Su Craigslist, una persona proveniente dalla Florida pare abbia venduto un bambino di sole due settimane per 500 dollari. Il venditore avrebbe anche spiegato, nell’annuncio, la convenienza di un simile “acquisto”: «Dorme, non fa rumore di notte. Possiamo darti gratuitamente dei vestitini e la sorella di 4 anni», leggiamo su Dagospia.
Annuncio shock? Decisamente. E guai se ci abituiamo mentalmente al fatto che un bambino possa essere trattato come merce da mettere in vendita. Ma questa vicenda gravissima non ha nulla di più rispetto alla pratica dell’utero in affitto. Anzi, il contrario.
Con l’utero in affitto, questa pratica condivide il fatto stesso che un bambino venga dato a due acquirenti in cambio di soldi, precisamente come un’oggetto da mercato.
Ma la pratica barbara dell’utero in affitto comporta anche che la coppia acquirente possa scegliere il colore degli occhi, dei capelli, della pelle, la razza ed altre caratteristiche del bambino (sì, proprio come quando si sceglie un vestito) ed ottenere che quello che soddisfa tutti i criteri, congelato in provetta in stato embrionale (dove tanti bambini muoiono), venga impiantato nell’utero della donna che lo porterà in grembo (con ulteriori rischi alla salute sua e di quella donna, provocati dalla fecondazione artificiale).
La donna che porta questo bambino a pagamento nel proprio utero durante la gravidanza, inoltre, è quasi sempre una donna povera, che si presta a tutto ciò per riscattarsi dalla propria condizione di indigenza.

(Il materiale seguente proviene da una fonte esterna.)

PR #1157, opened 2018-07-31
Jennyf/fix namespace

jennyf19:
I used ApiReviewer to compare currently released ADAL 3.19.8 and current dev. The namespace in the Telemetry and IdToken classes were not in Core. Since I was there, I checked that all the Core files have the license header information and removed unnecessary usings.
I ran the unit tests, rebuilt each individual project, and ran msbuild...will see how VSTS reacts.


core/src/OAuth2/OAuth2Client.cs
```diff
@@ -94,7 +90,7 @@ public void AddBodyParameter(string key, string value)
             HttpResponse response = null;
             Uri endpointUri = CreateFullEndpointUri(endPoint);
             var httpEvent = new HttpEvent() { HttpPath = endpointUri, QueryParams = endpointUri.Query };
-            Client.Telemetry.GetInstance().StartEvent(requestContext.TelemetryRequestId, httpEvent);
+            Telemetry.Telemetry.GetInstance().StartEvent(requestContext.TelemetryRequestId, httpEvent);
```
henrik-me: >Telemetry.Telemetry [](start = 12, length = 19)

while correct, it does look odd... consider re-using the alias from above to point to Telementry.Telemetry ... or perhaps the Telemetry class should be named differently #Closed

henrik-me:
>     public class Telemetry

Should this one be public from Core? . it will impact ADAL as well... 

---
Refers to: core/src/Telemetry.cs:38 in a7d013a. [](commit_id = a7d013a2962302494969a79851ed4cc5c1207abc, deletion_comment = False)

henrik-me:
>     public class Telemetry

This is basically a singleton... should we start naming those accordingly? Or as with the exception work.. Factory or Service? . It will also avoid us having code which talks about Telemetry.Telemetry #Closed

---
Refers to: core/src/Telemetry.cs:38 in a7d013a. [](commit_id = a7d013a2962302494969a79851ed4cc5c1207abc, deletion_comment = False)

jennyf19:
>     public class Telemetry

That would solve the weird Telemetry.Telemetry issue

---
In reply to: [409415457](https://github.com/AzureAD/azure-activedirectory-library-for-dotnet/pull/1157#issuecomment-409415457) [](ancestors = 409415457)

---
Refers to: core/src/Telemetry.cs:38 in a7d013a. [](commit_id = a7d013a2962302494969a79851ed4cc5c1207abc, deletion_comment = False)

henrik-me:
>     public class Telemetry

Perhaps the easiest is to keep the namespace as it was, then at least it will not be visible in the class explorer. Ideally though it should not be exposed in Core

---
In reply to: [409415240](https://github.com/AzureAD/azure-activedirectory-library-for-dotnet/pull/1157#issuecomment-409415240) [](ancestors = 409415240)

---
Refers to: core/src/Telemetry.cs:38 in a7d013a. [](commit_id = a7d013a2962302494969a79851ed4cc5c1207abc, deletion_comment = False)

henrik-me:
one minor comment regarding the visibility and naming of the class Telemetry. Marking as waiting.. however you can also revert that change and create a separate work item / PR to address that particular issue #Resolved

henrik-me (changes requested):
:clock1:

jennyf19:
>     public class Telemetry

but then it's available in ADAL, as an MSAL class. 

---
In reply to: [409415744](https://github.com/AzureAD/azure-activedirectory-library-for-dotnet/pull/1157#issuecomment-409415744) [](ancestors = 409415744,409415240)

---
Refers to: core/src/Telemetry.cs:38 in a7d013a. [](commit_id = a7d013a2962302494969a79851ed4cc5c1207abc, deletion_comment = False)

jennyf19:
sounds good. i'll think about it.

---
In reply to: [409416052](https://github.com/AzureAD/azure-activedirectory-library-for-dotnet/pull/1157#issuecomment-409416052) [](ancestors = 409416052)

jennyf19:
no problem making it internal and changing the name to TelemetryService (unless VSTS blows up...locally things were fine)

---
In reply to: [409416269](https://github.com/AzureAD/azure-activedirectory-library-for-dotnet/pull/1157#issuecomment-409416269) [](ancestors = 409416269,409416052)

henrik-me:
>     public class Telemetry

yes, it should not be available to ADAL, that's the real fix. However I wonder how people are supposed to hook up to the telemetry events. If you make this one internal users can't. Also unit tests will not catch this as we have internals visible in the utests. Do we have any test apps which uses Telemetry? We might have to use a similar approach as what Bogdan used for the Exceptions, ensuring we can inject the telemetry class from the Module Initializer he created.

---
In reply to: [409416173](https://github.com/AzureAD/azure-activedirectory-library-for-dotnet/pull/1157#issuecomment-409416173) [](ancestors = 409416173,409415744,409415240)

---
Refers to: core/src/Telemetry.cs:38 in a7d013a. [](commit_id = a7d013a2962302494969a79851ed4cc5c1207abc, deletion_comment = False)

henrik-me:
I just reviewed the code in the MSAL repo. This change will be a breaking change. We have to move this class back to msal and inject it into core. as mentioned I suggest following a path similar to the one Bogdan did (though there will be some differences).

jennyf19:
>     public class Telemetry

i reverted back the telemetry changes and will create a work item in VSTS for this.

---
In reply to: [409450300](https://github.com/AzureAD/azure-activedirectory-library-for-dotnet/pull/1157#issuecomment-409450300) [](ancestors = 409450300,409416173,409415744,409415240)

---
Refers to: core/src/Telemetry.cs:38 in a7d013a. [](commit_id = a7d013a2962302494969a79851ed4cc5c1207abc, deletion_comment = False)

henrik-me (approved):
:shipit:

Una forma grave di sfruttamento del corpo femminile.
Il fatto, poi, che il bambino le venga strappato dal ventre alla nascita provoca inevitabili e seri traumi ad entrambi. E tutto questo avviene affinché una coppia (che, qualora fosse composta da membri dello stesso sesso, non sarebbe neanche una famiglia per il bambino) possa soddisfare un proprio desiderio, considerando il bambino come un proprio diritto e non come una persona, soggetto di diritti (tra cui quello alla vita e alla famiglia).
Ben venga scandalizzarsi per questo annuncio di bambini in vendita, dunque, ma, se ciò ci turba, ancor più opponiamoci alla pratica vergognosa dell’utero in affitto.